##### Source data #####
PR #1263, opened 2022-11-14
EPSR Coefficient Smoothing

trisyoungs:
A small PR to change the way EPSR smooths coefficients used in the potential generation. Previously this was performed just prior to potential generation, but this was not terribly good at eliminating noise from being carried over into the potentials. Now the smoothing is performed after the delta F(Q) fitting, and the smoothed parameters are stored for posterity.

### DIFF
--- a/src/modules/epsr/process.cpp
+++ b/src/modules/epsr/process.cpp
@@ -139,8 +139,7 @@ bool EPSRModule::process(Dissolve &dissolve, const ProcessPool &procPool)
     Messenger::print("EPSR: Range for potential generation is {} < Q < {} Angstroms**-1.\n", qMin_, qMax_);
     Messenger::print("EPSR: Weighting factor used when applying fluctuation coefficients is {}\n", weighting_);
     if (fluctuationSmoothing_)
-        Messenger::print("EPSR: Fluctuation coefficients will be smoothed (average length = 2N+1, N = {})",
-                         *fluctuationSmoothing_);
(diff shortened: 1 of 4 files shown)


src/modules/epsr/process.cpp
```diff
@@ -636,23 +644,9 @@ bool EPSRModule::process(Dissolve &dissolve, const ProcessPool &procPool)
...
-                                        // Add in fluctuation coefficients
-                                        for (auto n = 0; n < nCoeffP_; ++n)
-                                            potCoeff[n] += weighting_ * smoothedCoefficients.value(n);
-                                    }
-                                    else
-                                        for (auto n = 0; n < nCoeffP_; ++n)
-                                            potCoeff[n] += weighting_ * fluctuationCoefficients[{i, j, n}];
+                                    // Add in fluctuation coefficients
+                                    for (auto n = 0; n < nCoeffP_; ++n)
+                                        potCoeff[n] += weighting_ * fluctuationCoefficients[{i, j, n}];
```
rprospero, line 649: This sent me down a bit of a rabbit hole.  We group our Array3D by the first coordinate, then the second, then the third.  If we grouped by the third coordinate, then it would be possible to make an overload `fluctuationCoefficients[{i, j}]` that returned the vector at that coordinate.  This could enable some SIMD optimizations that aren't currently possible and also lead to some cleaner code.  It should also have much better cache locality.

I'm going to mark a separate issue for trying this out and checking the benchmarks to see if this does produces a performance benefit.

rprospero (approved):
#####
_Problem to work on_
Copy all the entries verbatim.

_Answer to the problem_
PR #1263, opened 2022-11-14
EPSR Coefficient Smoothing

trisyoungs:
A small PR to change the way EPSR smooths coefficients used in the potential generation. Previously this was performed just prior to potential generation, but this was not terribly good at eliminating noise from being carried over into the potentials. Now the smoothing is performed after the delta F(Q) fitting, and the smoothed parameters are stored for posterity.

### DIFF
--- a/src/modules/epsr/process.cpp
+++ b/src/modules/epsr/process.cpp
@@ -139,8 +139,7 @@ bool EPSRModule::process(Dissolve &dissolve, const ProcessPool &procPool)
     Messenger::print("EPSR: Range for potential generation is {} < Q < {} Angstroms**-1.\n", qMin_, qMax_);
     Messenger::print("EPSR: Weighting factor used when applying fluctuation coefficients is {}\n", weighting_);
     if (fluctuationSmoothing_)
-        Messenger::print("EPSR: Fluctuation coefficients will be smoothed (average length = 2N+1, N = {})",
-                         *fluctuationSmoothing_);
(diff shortened: 1 of 4 files shown)


src/modules/epsr/process.cpp
```diff
@@ -636,23 +644,9 @@ bool EPSRModule::process(Dissolve &dissolve, const ProcessPool &procPool)
...
-                                        // Add in fluctuation coefficients
-                                        for (auto n = 0; n < nCoeffP_; ++n)
-                                            potCoeff[n] += weighting_ * smoothedCoefficients.value(n);
-                                    }
-                                    else
-                                        for (auto n = 0; n < nCoeffP_; ++n)
-                                            potCoeff[n] += weighting_ * fluctuationCoefficients[{i, j, n}];
+                                    // Add in fluctuation coefficients
+                                    for (auto n = 0; n < nCoeffP_; ++n)
+                                        potCoeff[n] += weighting_ * fluctuationCoefficients[{i, j, n}];
```
rprospero, line 649: This sent me down a bit of a rabbit hole.  We group our Array3D by the first coordinate, then the second, then the third.  If we grouped by the third coordinate, then it would be possible to make an overload `fluctuationCoefficients[{i, j}]` that returned the vector at that coordinate.  This could enable some SIMD optimizations that aren't currently possible and also lead to some cleaner code.  It should also have much better cache locality.

I'm going to mark a separate issue for trying this out and checking the benchmarks to see if this does produces a performance benefit.

rprospero (approved):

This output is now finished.